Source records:
---+---

PR #373, opened 2025-01-15
implement read-only auth

rolyatmax:
Have left a few comments on this PR to give more context. Probably easiest to review this PR commit-by-commit, leveraging the context given in each commit message.

### DIFF
--- a/crates/y-sweet-core/src/api_types.rs
+++ b/crates/y-sweet-core/src/api_types.rs
@@ -1,7 +1,4 @@
-use std::collections::HashMap;
-
 use serde::{Deserialize, Serialize};
-use serde_json::Value;
 
 #[derive(Serialize)]
 pub struct NewDocResponse {
@@ -27,13 +24,12 @@ impl Authorization {
 
 #[derive(Deserialize)]
 #[allow(unused)]
+#[serde(default)]
 pub struct AuthDocRequest {
     #[serde(default = "Authorization::full")]
     pub authorization: Authorization,
     #[serde(rename = "userId")]
     pub user_id: Option<String>,
-    #[serde(default)]
-    pub metadata: HashMap<String, Value>,
     #[serde(skip_serializing_if = "Option::is_none", rename = "validForSeconds")]
     pub valid_for_seconds: Option<u64>,
 }
@@ -43,7 +39,6 @@ impl Default for AuthDocRequest {
         Self {
             authorization: Authorization::Full,
             user_id: None,
-            metadata: HashMap::new(),
             valid_for_seconds: None,
         }
     }
--- a/crates/y-sweet-core/src/api_types.rs
+++ b/crates/y-sweet-core/src/api_types.rs
@@ -6,7 +6,7 @@ pub struct NewDocResponse {
     pub doc_id: String,
 }
 
-#[derive(Serialize, Deserialize)]
+#[derive(Copy, Clone, Serialize, Deserialize)]
 pub enum Authorization {
     #[serde(rename = "read-only")]
     ReadOnly,
@@ -59,6 +59,10 @@ pub struct ClientToken {
     /// An optional token that can be used to authenticate the client to the server.
     #[serde(skip_serializing_if = "Option::is_none")]
     pub token: Option<String>,
+
+    /// The authorization level of the client.
+    #[serde(rename = "authorization")]
+    pub authorization: Authorization,
 }
 
 #[derive(Deserialize, Debug)]
--- a/crates/y-sweet-core/src/api_types.rs
+++ b/crates/y-sweet-core/src/api_types.rs
@@ -8,9 +8,7 @@ pub struct NewDocResponse {
 
 #[derive(Serialize, Deserialize)]
 pub enum Authorization {
-    #[serde(rename = "none")]
-    Nothing,
-    #[serde(rename = "readonly")]
+    #[serde(rename = "read-only")]
     ReadOnly,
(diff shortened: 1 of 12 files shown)


crates/y-sweet-core/src/api_types.rs
```diff
@@ -1,19 +1,14 @@
...
     pub doc_id: String,
 }
 
-#[derive(Deserialize)]
+#[derive(Serialize, Deserialize)]
 pub enum Authorization {
-    #[serde(rename = "none")]
-    Nothing,
-    #[serde(rename = "readonly")]
+    #[serde(rename = "read-only")]
```
rolyatmax, line 11: This matches the types in the JS client library

crates/y-sweet-core/src/api_types.rs
```diff
@@ -27,13 +22,12 @@ impl Authorization {
 
 #[derive(Deserialize)]
 #[allow(unused)]
+#[serde(default)]
```
rolyatmax, line 25: I believe this means if someone passes an unknown field (e.g. the old `metadata` field), deserialization will still succeed.

crates/y-sweet-core/src/api_types.rs
```diff
@@ -27,13 +22,12 @@ impl Authorization {
...
 pub struct AuthDocRequest {
     #[serde(default = "Authorization::full")]
     pub authorization: Authorization,
     #[serde(rename = "userId")]
     pub user_id: Option<String>,
-    #[serde(default)]
-    pub metadata: HashMap<String, Value>,
```
rolyatmax, line 36: We don't use this at present. And if we did, we'd likely need to encode it into the token which we'd like to avoid since its length is unbounded. Let's just drop this field altogether.

crates/y-sweet/src/server.rs
```diff
@@ -440,37 +431,50 @@ async fn get_doc_as_update(
 async fn get_doc_as_update_deprecated(
     Path(doc_id): Path<String>,
     State(server_state): State<Arc<Server>>,
-    authorization: Option<TypedHeader<headers::Authorization<headers::authorization::Bearer>>>,
+    auth_header: Option<TypedHeader<headers::Authorization<headers::authorization::Bearer>>>,
```
rolyatmax, line 434: A lot of these changes are just renaming vars/args to better differentiate between an Authorization (an enum that indicates read/write access) and an auth header.

crates/y-sweet-core/src/doc_connection.rs
```diff
@@ -160,12 +172,24 @@ impl DocConnection {
...
                 SyncMessage::Update(update) => {
-                    let mut awareness = a.write().unwrap();
-                    protocol.handle_update(&mut awareness, Update::decode_v1(&update)?)
+                    if can_write {
+                        let mut awareness = a.write().unwrap();
+                        protocol.handle_update(&mut awareness, Update::decode_v1(&update)?)
+                    } else {
+                        Err(sync::Error::PermissionDenied {
+                            reason: "Token does not have write access".to_string(),
+                        })
```
jakelazaroff, line 191: Do we plan to make the clients aware of the authorization level as well? Not sure how these errors are logged/captured/etc but as of now this is an expected code path, since clients will send updates as though they have full write access.

crates/y-sweet-core/src/api_types.rs
```diff
@@ -66,6 +59,10 @@ pub struct ClientToken {
     /// An optional token that can be used to authenticate the client to the server.
     #[serde(skip_serializing_if = "Option::is_none")]
     pub token: Option<String>,
+
+    /// The authorization level of the client.
+    #[serde(rename = "authorization")]
+    pub authorization: Authorization,
```
rolyatmax, line 65: We're now returning `authorization` as part of the `ClientToken` so that clients can limit front-end functionality (or just render differently) when the token is `read-only`.

crates/y-sweet/src/server.rs
```diff
@@ -385,7 +385,7 @@ impl Server {
             if let Some(token) = token {
                 let authorization = authenticator
                     .verify_doc_token(token, doc, current_time_epoch_millis())
-                    .map_err(|e| (StatusCode::FORBIDDEN, e))?;
+                    .map_err(|e| (StatusCode::UNAUTHORIZED, e))?;
```
paulgb, line 388: is this a case where the test is wrong rather than the implementation? I think if the token is provided which it seems like the guard checks here), but the token is invalid, it's a forbidden rather than unauthorized.

@ellipsis-dev do you know?

rolyatmax: I think if `verify_doc_token` fails, it's because the token is invalid - which should return a 401 - a failure to _authenticate_. (I hate that the spec calls it `401 Unauthorized` since 403s should be used when _authorization_ fails while 401s should be used when _authentication_ fails. 🤷‍♂️)

rolyatmax: From MDN docs:

The HTTP `401 Unauthorized` [client error response](https://developer.mozilla.org/en-US/docs/Web/HTTP/Status#client_error_responses) status code indicates that a request was not successful because it lacks _valid_ authentication credentials for the requested resource.

A `401 Unauthorized` is similar to the [403 Forbidden](https://developer.mozilla.org/en-US/docs/Web/HTTP/Status/403) response, except that a 403 is returned when a request contains valid credentials, but the client does not have permissions to perform a certain action.

Issue #386, opened 2025-01-28
[@y-sweet/client] `provider.disconnect()` doesn't work


dtkav:
`provider.disconnect()` is broken in the client because the handler for `websocket.onclose` calls `connect()` indiscriminately:
https://github.com/jamsocket/y-sweet/blob/44f4608004b35145d6f8885b87da0752e56f13d7/js-pkg/client/src/provider.ts#L585C1-L585C19

I had to call `(provider as any).websocket.onclose = null` before `disconnect()` in order to get it to work.

I think this is why separating intent (`shouldConnect`) from status is important.
`shouldConnect` is really not the same thing as `status == 'offline'` as is suggested by the deprecation notice.

Suggested fix is to bring back a settable `shouldConnect` property. Set this when the user calls `disconnect()` and then check it in the `websocket.onclose` and `websocket.onerror` handlers. Only reconnect if `shouldConnect` is true.

paulgb:
Thanks for catching this.

The [disconnect function](https://github.com/jamsocket/y-sweet/blob/44f4608004b35145d6f8885b87da0752e56f13d7/js-pkg/client/src/provider.ts#L455-L461) sets the status to `STATUS_OFFLINE`, but it seems that what's happening is that the onclose handler has already been called by the time we get there, so we enter [this loop](https://github.com/jamsocket/y-sweet/blob/44f4608004b35145d6f8885b87da0752e56f13d7/js-pkg/client/src/provider.ts#L406) which we should not.

We could also guard against `connect` being called in the first place from the `onclose` handler if the status is offline, but it wouldn't solve the problem because it would also be called before the state update. I think switching the order they are called in the disconnect function should switch it.

I generally agree about separating state from intent, and if this were any more complex of a state machine I would, because treating intent as state tends to explode the set of possible states, but in this case it's essentially the same set of states -- if `shouldConnect` is false we should always be offline; if `shouldConnect` is true we are either connected or should be trying to be.

elliotmoose:
Hey there @paulgb! Sorry to revive this, but I think the issue is still present. Calling `this.setStatus(STATUS_OFFLINE)` before `this.websocket.close()` does nothing, because we call `this.setStatus(STATUS_CONNECTING)` here before the `while` loop which overrides the intent: https://github.com/jamsocket/y-sweet/blob/4f1909b2c3390ced54d32b82a673f4f7ee8ac780/js-pkg/client/src/provider.ts#L409-L414

PR #388, opened 2025-02-05
Support warning of unsaved changes

paulgb:
This adds a `warnOnClose` parameter to both the `YSweetProvider` and React component. If it is set to `true`, and the user closes the tab, they will see a warning like this:

Screenshot 2025-02-05 at 10 25 39 AM

Also includes a fix for #386

### DIFF
--- a/js-pkg/client/src/provider.ts
+++ b/js-pkg/client/src/provider.ts
@@ -186,7 +186,6 @@ export class YSweetProvider {
     private doc: Y.Doc,
     extraOptions: Partial<YSweetProviderParams> = {},
   ) {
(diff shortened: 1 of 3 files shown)


js-pkg/client/src/provider.ts
```diff
@@ -183,6 +186,7 @@ export class YSweetProvider {
     private doc: Y.Doc,
     extraOptions: Partial<YSweetProviderParams> = {},
   ) {
+    this.handleBeforeUnload = this.handleBeforeUnload.bind(this)
```
rolyatmax, line 189: nit: may we should put this down by the other `bind()` statements?

PR #416, opened 2025-09-27
only persist documents to S3 when dirty

lxe:
Fix an issue where y-sweet was persisting documents to S3 every ~10 seconds even when no changes had occurred.

From what I understand, the persistence worker wakes up both on the dirty signal and also on a `checkpoint_freq` interval and was always calling persist, regardless of the dirtiness, which would write it to S3 regardless of whether any changes had been made. 

The fix adds a check to only persist when the document is actually dirty. 

I'm still a little bit unclear behind the reasoning for the logic of signaling the worker both on a dirty callback and on a timer.

So I wonder if we instead just start the worker once, wake every 10 seconds, check if dirty, persist if needed.

### DIFF
--- a/crates/y-sweet-core/src/sync_kv.rs
+++ b/crates/y-sweet-core/src/sync_kv.rs
@@ -56,7 +56,17 @@ impl SyncKv {
         }
     }
 
+    pub fn is_dirty(&self) -> bool {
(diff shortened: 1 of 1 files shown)


rolyatmax (approved):
Thanks for this fix!

PR #417, opened 2025-09-29
use SeqCst ordering for sync_kv dirty flag

rolyatmax:
Now that we're not persisting unless the document is marked dirty, let's use an atomic ordering with stronger guarantees for the KV store's `dirty` flag.


crates/y-sweet-core/src/sync_kv.rs
```diff
@@ -50,14 +50,14 @@ impl SyncKv {
     }
 
     fn mark_dirty(&self) {
-        if !self.dirty.load(Ordering::Relaxed) && !self.shutdown.load(Ordering::SeqCst) {
-            self.dirty.store(true, Ordering::Relaxed);
+        if !self.is_dirty() && !self.shutdown.load(Ordering::SeqCst) {
+            self.dirty.store(true, Ordering::SeqCst);
             (self.dirty_callback)();
         }
```
paulgb, line 56: Good catch but technically there is still a bug here, because the value of `self.dirty` could change between the read and the write. We could use an atomic swap instead, like this:

```rust
if !self.shutdown.load(Ordering::SeqCst) {
    if !self.dirty.swap(true, Ordering::SeqCst) {
        (self.dirty_callback)();
    }
}
```

PR #425, opened 2025-12-30
Fix provider destroy function to properly cleanup connections (#394)

### LINKED ISSUE #394: Provider destroy function broken
After migration from 0.6.3 to 0.8.2, provider.destroy() just temporally changes the connection status, but keeps living, firing unwanted events and causing memory leaks. There's no way right now to destroy a provider.

P.S.: Also, receiving some sort of structured changelog would be kindly appreciated

fabiorush:
Previously, destroy() would temporarily change status but the provider would continue living, firing unwanted events and causing memory leaks. The websocketClose handler would trigger reconnection even during graceful shutdown.

This fix ensures proper cleanup by setting status to OFFLINE before closing the websocket, clearing timers, and waking pending reconnection attempts. Also adds a guard in websocketClose to only reconnect if status is not OFFLINE.

Fixes #394

### DIFF
--- a/js-pkg/client/src/provider.ts
+++ b/js-pkg/client/src/provider.ts
@@ -588,10 +588,12 @@ export class YSweetProvider {
 
   private websocketClose(event: CloseEvent) {
     this.emit(EVENT_CONNECTION_CLOSE, event)
-    this.setStatus(STATUS_ERROR)
-    this.clearHeartbeat()
-    this.clearConnectionTimeout()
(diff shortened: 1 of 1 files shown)


fabiorush:
Hi @paulgb, this PR is ready for review whenever you have a moment!

fabiorush:
Hi @rolyatmax, this PR is ready for review whenever you have a moment!

PR #158, opened 2021-06-03
Integrate relayer options in networks

Agusx1211:


packages/network/src/utils.ts
```diff
@@ -75,7 +75,7 @@ export const isValidNetworkConfig = (networkConfig: NetworkConfig | NetworkConfi
       return false
     }
     if (!skipRelayerCheck) {
-      if ((!c.relayerUrl || c.relayerUrl === '') && !c.relayer) {
+      if (!c.relayer || (typeof c.relayer === 'string' && c.relayer === '')) {
```
pkieltyka, line 78: seems the c.relayer will never be of type 'string' ?

Agusx1211: Good catch!

packages/utils/src/big-number.ts
```diff
@@ -0,0 +1,14 @@
+import { BigNumber, BigNumberish } from "ethers";
```
pkieltyka, line 1: nice! good addition to utils pkg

---+---

§ INSTRUCTIONS FOR THE TASK
Tell me how many lines of the records include the word "metadata", replying with the number alone.

§ EXERCISE RESPONSE
4